[Column] Two colonizations, two reactions

Posted on : 2023-03-14 17:47 KST Modified on : 2023-03-14 17:47 KST
An Israeli military helicopter shoots off flares amid an IDF attack on a refugee camp in Jenin, Palestine, on March 7. (Xinhua/Yonhap)
An Israeli military helicopter shoots off flares amid an IDF attack on a refugee camp in Jenin, Palestine, on March 7. (Xinhua/Yonhap)
By Slavoj Žižek, Global Eminent Scholar at Kyung Hee University

The only thing to celebrate about the first anniversary of the Russian attack on Ukraine is the Ukrainian resistance, which surprised everyone, including their allies and maybe even many Ukrainians themselves.

Linked to this is another positive change in Ukraine. As one Ukrainian journalist put it, “People’s desire for justice at home has not diminished. If anything, it has got stronger – and rightly so, since most citizens are risking their lives to fight the genocidal threat posed by Russia. People have such a personal stake in Ukraine’s future, they are more sensitive than ever about what kind of country we are becoming, and how things should be after the war.”

Let’s hope that its ongoing anti-corruption campaign will grow into a more radical questioning of how things should be after the war. Will Ukraine simply catch up with Western liberal democracy and accept being economically colonized by big Western corporations? Will it join the neo-conservative backlash to globalization as Poland did? Will it risk trying to resuscitate bygone social democracy, at least?

Another aspect that must be noted is the international repercussions of Russia’s aggression. To condemn Russian colonialism, one must put Ukraine into a lineup along with other cases of neocolonialism — Israel and Palestine, for one.

Comparing the Israel-Palestine conflict to the Russian invasion of Ukraine, Kim Johnson, a Labour member of UK parliament, said that while references to Ukraine’s “heroic resistance” and Russia’s “illegal occupation” had been widespread, “these expressions have been sorely missing when referring to the occupation in Palestine, and in solidarity with Palestinians resisting the expansion of illegal settlements, apartheid and oppression.”

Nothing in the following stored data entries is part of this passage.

PR #2999, opened 2025-03-17
Race condition activation key (HMS-5651)

ksiekl:
If a user skips too quickly to the Review step in Wizard, the step rerenders with the newly created activation key, and the "Create blueprint" button stays disabled until the activation key loads. 

activation_key_rerender

JIRA: [HMS-5651](https://issues.redhat.com/browse/HMS-5651)

### DIFF
--- a/src/Components/CreateImageWizard/steps/Registration/ActivationKeysList.tsx
+++ b/src/Components/CreateImageWizard/steps/Registration/ActivationKeysList.tsx
@@ -164,12 +164,12 @@ const ActivationKeysList = () => {
             name: defaultActivationKeyName,
             serviceLevel: 'Self-Support',
           },
-        });
+        }).unwrap();
+
         window.localStorage.setItem(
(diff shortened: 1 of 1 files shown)


regexowl:
The unwrapping of the request works nicely! There's one more detail though - when you open a "register-later" blueprint in Edit mode, it doesn't have an activation key, making the "Save changes" button disabled and failing the edit tests.

ksiekl:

For such statements, she was — as expected — denounced as anti-Semitic.

But now, with the new Israeli government engaged in the de facto annexation of the West Bank, the parallel with Russia has become even more pertinent. Already in December 2022, the new Israeli government stated that the Jewish people have an “exclusive and indisputable right to all parts of the Land of Israel,” including the West Bank.

It further declared that Israeli sovereignty shall be applied to the West Bank, while additionally announcing it would switch from a framework of using the “law of occupation” to an application of Israeli domestic law — that is, annexation in all but name.

Israel will confront a problem here: If the West Bank simply becomes part of Israel, what will it do with the well over 2 million of Palestinians living in the West Bank? If they are made regular Israeli citizens, they will form together with today’s Israeli Palestinians a very strong voting bloc — certainly an unacceptable outcome for the present Israeli government. (Therein resides also the true reason why Israel has yet to annex the West Bank.)

Israel has only two options to prevent this: either expel as many Palestinians as possible from Israel or impose an “institutionalized regime of systematic oppression and domination by one racial group over another, with the intention of maintaining this regime, otherwise known as apartheid,” as Just Security puts it.

At the beginning of 2023, Israel was shaken by demonstrations against the new right-wing government and its brutal politics which subordinated the judiciary. However, the hundreds of thousands of liberal, freedom-loving protesters more or less ignored the plight of the Palestinians who make up 20% of the population.

In these conditions, a true political act would be to propose a large democratic coalition that would include Palestinians. Such an act would be very risky because it would break an unwritten rule of Israeli politics. However, only such a coalition, such a change in the coordinates of what appears as possible in Israel can prevent Israel to become just another religious-fundamentalist racist state.